# incarcaration :)



## bobg (Feb 15, 2010)

please give critisicm.

‘You are not guardsmen, you are not soldiers, you are not here to live. You are dogs and will die like dogs’ Commissar Avoir

He squinted hard as he tried to look through the darkness. They would be coming soon, to take them away. The lucky ones were sent to the chamber. The others were given a chance to absolve themselves in the eyes of the almighty carrion lord. Soon they would come for him too; soon he would suffer the same as all the others. Death or redemption both of them ended in the same way. This place was a hellhole, a hive world exhausted of all that is natural and good. This small enclosed room was even worse than the outside, millions of people left in this spire to die or feel the wrath of the inquisition. Him and all his ‘friends’ had been thrown in this cell a little over a week ago, now they were gone and this room felt massive and empty. 

He had been surprised when the adeptus arbites had dragged him in here, but what had surprised him more was why. He was a world class thief, most people on this planet had that skill, due to this being a penal colony, therefore nothing is safe. He had pickpocketed one of savlar’s nobility, as he pulled his hand out of their pocket he had cut his palm. Fighting back a sharp intake of breath he had quickly retreated into the crowd. Fleeing quickly he had made his way home to the main spire and ditched off his lootings on the shelf. Then he had made his way to the ministorium temple to pray for his immortal soul. His hand had not stopped bleeding for some reason and the blood was beginning to change colour. On his way in he’d noticed two arbites personnel standing guard at the door. As he entered he placed his on the doorframe and smeared blood on it. Continuing up to the altar he’d bowed down, placing his hand on a statue of the immortal emperor. Then he’d been grabbed by the two arbites that had been standing at the door and hauled out of the room.

He had been charged with heresy and accused of worshipping false and dangerous gods. The proof they presented was the ritual blood smears on the door and several heretical items on a shelf near the door. This was apparently, enough proof to have him executed. The sentence was passed and he has been locked away. He curled up in the corner and hugged himself for comfort and to try and stave off the encroaching cold. After a while he began to hear a soft tapping from down the hall, it was getting closer and closer. Soon it wasn’t so soft and it was but a few metres away. He began to sweat profusely as he heard the key turn in the lock and then the door swung open. In swept a regal looking man he recognized as Lord Commissar Avoir and behind him was a scarred female in ceremonial robes.

“Prisoner Number 925608, come with us, now”

***********************
This feeling was new to him, as alien as anything he had ever fought. His body was trembling, his hearts were racing, and sweat was dripping down his brow. He was an astartes, chosen one of the emperor, child of khan.
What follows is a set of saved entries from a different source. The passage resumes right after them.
PR #4455, opened 2026-06-16
fix(ring): feed per-peer bandwidth into the topology resource meter

### LINKED ISSUE #3453: Resource usage meter is never fed data in production
## Problem

`TopologyManager::report_resource_usage()` is marked `#[allow(dead_code)] // fixme: use this` and is only called from test code within the topology module. No production code feeds resource usage data into the `Meter`.

This means `calculate_usage_proportion()` always returns ~0% usage, so `adjust_topology()` always takes the "usage below 50% → add connections" branch. The resource-usage-based decision logic (add when <50%, hold at 50-90%, remove when >90%) effectively never gates connection changes based on actual load.

### Affected code

- `crates/core/src/topology/mod.rs` — `report_resource_usage()` (line ~237), `report_split_resource_usage()` (line ~220)
- `crates/core/src/topology/meter.rs` — `Meter` struct and all its attribution tracking
- `crates/core/src/topology/mod.rs` — `calculate_usage_proportion()`, `extrapolated_usage()`

### Impact

- The topology manager cannot make load-aware decisions about adding/removing connections
- The "remove worst-value peer when overloaded" path (`select_connections_to_remove`) is unreachable in production
- Tests pass because they call `report_resource_usage` directly, masking the production gap

### What needs to happen

Wire up actual resource usage reporting from the node's event loop or transport layer into `TopologyManager::report_resource_usage()`. The meter infrastructure exists and is tested — it just needs a caller that feeds it real bandwidth/CPU data from production traffic.

[AI-assisted - Claude]

sanity:
## Problem

`TopologyManager`'s resource-usage `Meter` is never fed per-peer bandwidth
data in production. `report_resource_usage` was only ever called with
`AttributionSource::Contract` (governance scoring) and from test code — never
with `AttributionSource::Peer` for the two bandwidth resource types
(`InboundBandwidthBytes` / `OutboundBandwidthBytes`) that the topology
manager actually uses.

`calculate_usage_proportion` iterates `ResourceType::all()` (exactly those two
bandwidth types). With no peer-attributed samples, `extrapolated_usage`
iterates an empty set and reports ~0% usage. So at/above `min_connections`,
`adjust_topology` always took the "usage below 50% → add connections" branch.
The load-aware hold (50–90%) and remove (>90%) paths — and
`select_connections_to_remove` — were effectively dead in production. An
overloaded node would keep adding connections instead of shedding load.

## Solution

Bridge the transport layer's existing per-peer wire-byte counters into the
topology meter on each `connection_maintenance` tick, just before
`adjust_topology` reads it (#3453):

- New free function `feed_peer_bandwidth_to_meter` in `ring.rs`.
- It snapshots `TRANSPORT_METRICS.per_peer_snapshot()` (cumulative
  sent/received bytes per peer `SocketAddr`), diffs against the previous
  tick's counts held in a `HashMap<SocketAddr, (u64, u64)>`, and feeds the
  per-tick byte delta to `report_resource_usage` as a `Peer` sample
  (received → `InboundBandwidthBytes`, sent → `OutboundBandwidthBytes`).
- Addresses that don't resolve to a ring `PeerKeyLocation` via
  `get_peer_by_addr` (transient/handshake connections) are skipped rather than
  attributed to a phantom source.
- `saturating_sub` guards against counter resets (per-peer slot eviction +
  re-creation) producing a bogus huge delta.
- The prior-tick map is pruned of peers absent from the latest snapshot, so it
  stays bounded by the transport metrics table (`MAX_TRACKED_PEERS`).

The diff/feed is a lock-only, non-blocking, no-`await` operation safe to run
inline on the maintenance tick (cf. `.claude/rules/channel-safety.md`). Uses
the injectable `TimeSource` so deterministic simulation is unaffected.

## Testing

New regression tests in `ring.rs` (`resource_meter_bridge_tests`):

- `bridge_feeds_meter_so_overloaded_node_removes` — drives the bridge with
  high per-peer bandwidth across a full sample window and asserts
  `adjust_topology` reaches `RemoveConnections`. This path was unreachable
  before the fix.
- `empty_meter_never_removes` — documents the bug: with an unfed meter, a node
  above `min_connections` never reaches the remove branch.
- `bridge_records_inbound_and_outbound_for_known_peer` — asserts the bridge
  attributes received bytes to `InboundBandwidthBytes` and sent bytes to
  `OutboundBandwidthBytes` for a resolvable peer.
- `bridge_skips_unresolvable_address` — traffic for a non-ring address is not
  attributed (no spurious removal), but the prior-tick map is still updated.
- `bridge_handles_counter_reset_without_underflow` — a backwards counter
  clamps to a finite rate.
- `bridge_prunes_departed_peers_from_prev` — the prior-tick map drops peers
  that leave the snapshot.

Verified the meter-feed remove test fails without the bridge wiring and passes
with it.

Closes #3453

[AI-assisted - Claude]

### DIFF
--- a/crates/core/src/ring.rs
+++ b/crates/core/src/ring.rs
@@ -2566,12 +2566,25 @@ fn resource_weight(resource: crate::topology::meter::ResourceType) -> f64 {
 ///
 /// `TRANSPORT_METRICS.per_peer_snapshot()` exposes *cumulative* sent/received
 /// byte counts per peer socket address. The topology meter, by contrast,
-/// expects per-sample byte counts that it accumulates into a rate over a
-/// sliding window. We therefore diff the current snapshot against the
-/// previous tick's counts (`prev`) to recover the bytes transferred during
-/// the tick, and feed that delta as one sample per direction:
+/// accumulates each reported sample into a sliding-window sum and divides by
+/// the elapsed wall-time (`now − oldest_sample`) to produce a rate. We diff
+/// the current snapshot against the previous tick's counts (`prev`) to recover
+/// the bytes transferred *during the interval*, and feed that delta as one
+/// sample per direction:
 ///   - received bytes → `InboundBandwidthBytes`
 ///   - sent bytes     → `OutboundBandwidthBytes`
+///
+/// `interval_start` MUST be the time of the *previous* maintenance tick, not
+/// the current one. The meter divides the windowed byte sum by
+/// `query_time − oldest_sample_time` with a 1-second floor
+/// (`RunningAverage::get_rate_at_time`). `adjust_topology` queries the meter at
+/// the current tick time immediately after this call, so timestamping the
+/// interval's whole byte delta at the interval START makes the very first
+/// sample divide by the real interval length (e.g. ~60s) instead of flooring
+/// to 1s. Timestamping at the interval END would treat a full interval's bytes
+/// as if they were transferred in a single second, overstating the rate by up
+/// to the tick interval (~60×) and triggering spurious connection removals
+/// under ordinary traffic (#3453 review).
 ///
 /// Only deltas with a resolvable `PeerKeyLocation` are reported: an address
 /// that doesn't (yet) map to a ring peer — e.g. a transient handshake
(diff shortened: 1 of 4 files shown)


sanity:
## Review (FULL tier — ring/topology/resource governance)

External model: **Codex** (`codex review --base origin/main`), run twice — once after the initial bridge code, once on the current HEAD (`b5a85592`) after addressing all findings. Final pass: **clean, no actionable findings.**

Gemini was attempted as a second external pass but its quota is exhausted (resets ~20h); per the multi-model-review policy the required independent non-Claude pass (Codex) succeeded, so this is recorded rather than blocking.

### Critical bug found and fixed during verification (stack overflow)

CI showed `Simulation` + `Unit & Integration` failing with a mass `SIGABRT`. Root cause (reproduced locally, bisected to this PR's bridge call):

`Rate::cmp` delegated to `partial_cmp`, and `Rate::partial_cmp` delegated back to `cmp` — **mutual infinite recursion → stack overflow** on the *first* `Rate` comparison. This was latent because `Rate` was never compared in production until the meter started being fed real samples (#3453): `calculate_estimated_usage_rate` sorts a `Vec<Rate>` via `sort_unstable`, which invokes `Rate::cmp`. Every simulation node aborted on its first maintenance tick.

Fix (`topology/rate.rs`): `Ord::cmp` now compares the inner `f64` directly via `total_cmp` (a total order consistent with `Eq`); `partial_cmp` delegates to `cmp`. Regression test `test_ord_does_not_recurse` covers `cmp`/`partial_cmp`/`<`/`>`/`sort_unstable` directly (would SIGABRT under the old impl).

### Codex findings (both addressed)

- **[P1] Rate inflation (~60×).** The maintenance tick reported a whole interval's byte delta timestamped at the interval END, then `adjust_topology` read the meter immediately; `RunningAverage` divides the windowed sum by `(query − oldest_sample)` with a 1s floor, so the first sample divided a ~60s delta by 1s → spurious connection removals under ordinary traffic. **Fixed:** track the previous tick time and timestamp each interval's delta at the interval START, so the meter divides by the real interval length. Regression test `bridge_timestamps_delta_at_interval_start_no_inflation`.

- **[P2] Unbounded meter / `source_creation_times` growth under churn.** Only the `prev` map was pruned; the meter and `source_creation_times` (iterated by `adjust_topology` every tick) accumulated a permanent entry for every peer that ever sent bytes. **Fixed:** added `TopologyManager::retain_peer_sources` / `Meter::retain_peer_sources`, pruning peer-attributed state to the live peer set each tick (Contract/Delegate sources retained). Regression test `bridge_prunes_departed_peer_from_meter`.

### CI determinism pin test

The new bridge tests add 8 test-only bare `Instant::now()` call sites; all production time reads in `connection_maintenance` go through `self.time_source.now()` (verified — zero bare `Instant::now()` in the production function body). Updated `EXPECTED_BARE_INSTANT_NOW` 6 → 14 per the pin test's own documented test-only path, with rationale comment.

### Verification

- `topology::rate::tests`, `topology::meter::tests`, `resource_meter_bridge_tests`, `instant_now_pin_test` — all pass (17/17 + pin).
- Six previously-aborting simulation tests (`test_topology_single_hoster`, `test_max_downstream_limit_reached`, `test_unhealthy_peer_eviction`, `test_six_peer_lifecycle_mock_wasm`, `test_isolated_node_rebootstraps_via_gateway`, `test_subscription_broadcast_propagation`) now pass locally.
- `cargo fmt` + `cargo clippy -- -D warnings` clean.
- Fix verified fail-before/pass-after for the overload-removal path and the recursion.

[AI-assisted - Claude]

This should not have happened to him, they should never have strayed.

He had turned against his brother’s breaking an oath more sacred than life, committed atrocities that would follow him to his grave and for what to defend the honour of a man beyond hope, to become blessed in the eyes of heretical gods.

He paused a moment and looked around the large circular room where he and his companions were being held. By the door on the left was a sign that said cargo bay. He then looked at his fellow marines; in almost every single set of eyes he registered defeat, fear or sorrow. Feelings no true astartes should be physically able to feel. These men that shared this room were supposed to be the saviours of mankind, the torch which blinded the darkness. They were part of a holy order, bred to know their place and yet they had forgotten it, pledged allegiance to a man of questionable motives. ‘Lugft Huron’
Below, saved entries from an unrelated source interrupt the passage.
PR #4456, opened 2026-06-16
fix(telemetry): emit subscribe_timeout event when a client subscribe gives up

### LINKED ISSUE #3445: Subscribe operations emit no telemetry on timeout
## Problem

When a subscribe operation times out (after 60s OPERATION_TTL), **no telemetry event is emitted**. The system has `subscribe_request`, `subscribe_success`, and `subscribe_not_found` telemetry events but no `subscribe_timeout` event.

This makes subscribe failures completely invisible on the telemetry dashboard. For example, the River container contract (`raAqMhMG7KUpXBU2SxgCQ3Vh4PYjttxdSWd9ftV7RLv`) had 196 `subscribe_request` events and 0 outcome events — all 196 timed out silently.

## Root Cause

The `garbage_cleanup_task` in `op_state_manager.rs` identifies expired subscribe operations and calls `remove_subscribe_and_notify_timeout()`, which:
1. Removes the op from the DashMap
2. Reports routing failure to the isotonic model
3. Sends `NotifySubscriptionError` to the contract handler

But it **never emits a telemetry event**. The `notify_of_time_out` function in the tracing module is gated behind `cfg!(feature = "trace-ot")` and only applies to already-completed operations.

## Suggested Fix

Add a `subscribe_timeout` (or generic `operation_timeout`) telemetry event in the garbage cleanup path, emitted when a subscribe operation is GC'd due to TTL expiry. This should include the contract key, transaction ID, and elapsed time.

## Impact

- Dashboard shows subscribe requests with no outcomes, making it impossible to diagnose subscribe failures
- Same gap likely exists for GET, PUT, and UPDATE timeouts

[AI-assisted - Claude]

sanity:
## Problem

When a client-initiated SUBSCRIBE exhausts every candidate peer without ever receiving a terminal reply (every attempt timed out), the driver returned an `OperationError` but emitted **no telemetry**. The dashboard had `subscribe_request` / `subscribe_success` / `subscribe_not_found` events but no timeout outcome, so a timed-out subscribe left a `subscribe_request` with no paired outcome and the failure was invisible. The River container contract (`raAqMhMG7KUpXBU2SxgCQ3Vh4PYjttxdSWd9ftV7RLv`) showed 196 `subscribe_request` events and 0 outcomes — all silent timeouts.

Issue #3445 originally pointed at `remove_subscribe_and_notify_timeout` in the old GC path. **That path no longer exists**: SUBSCRIBE now runs on a task-per-tx driver (`subscribe/op_ctx_task.rs`) that owns its own timeout reporting, and the GC sweep no longer removes per-op state. The timeout give-up therefore now lives in the originator driver's retry loop, which is where the new event is emitted.

## Solution

Add a `SubscribeTimeout` variant to the `SubscribeEvent` telemetry enum (appended after the existing variants, well past the reserved-discriminant range, so the change is wire-format additive). It carries the transaction id, requester, contract instance id, retry-round count, and elapsed time — the same shape as the existing `SubscribeNotFound` outcome.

At the outset of the war things went in their favour, the vanguard of the loyalist forces had been caught be surprise and fell to the predations of the astral claws and the other fallen chapters, but all to quickly the tide of battle changed, the loyalist gained a foothold and they began to lose. Huron and the astral claws fled into maelstrom leaving the lamenters, the executioners and them to face the inquisitorial wrath.

Now they were sat here, waiting for a decision from the ordo hereticus, whether or not to murder over hundreds of fighting men or spare their wretched lives. He lay back against the cold metal wall and reflected all that had occurred for a while. He’d noticed that this room had an airlock, and the door on his right side led into the cold void of space. The only explanation he had for this was that they wanted a quick way to exterminate them all should it come to that.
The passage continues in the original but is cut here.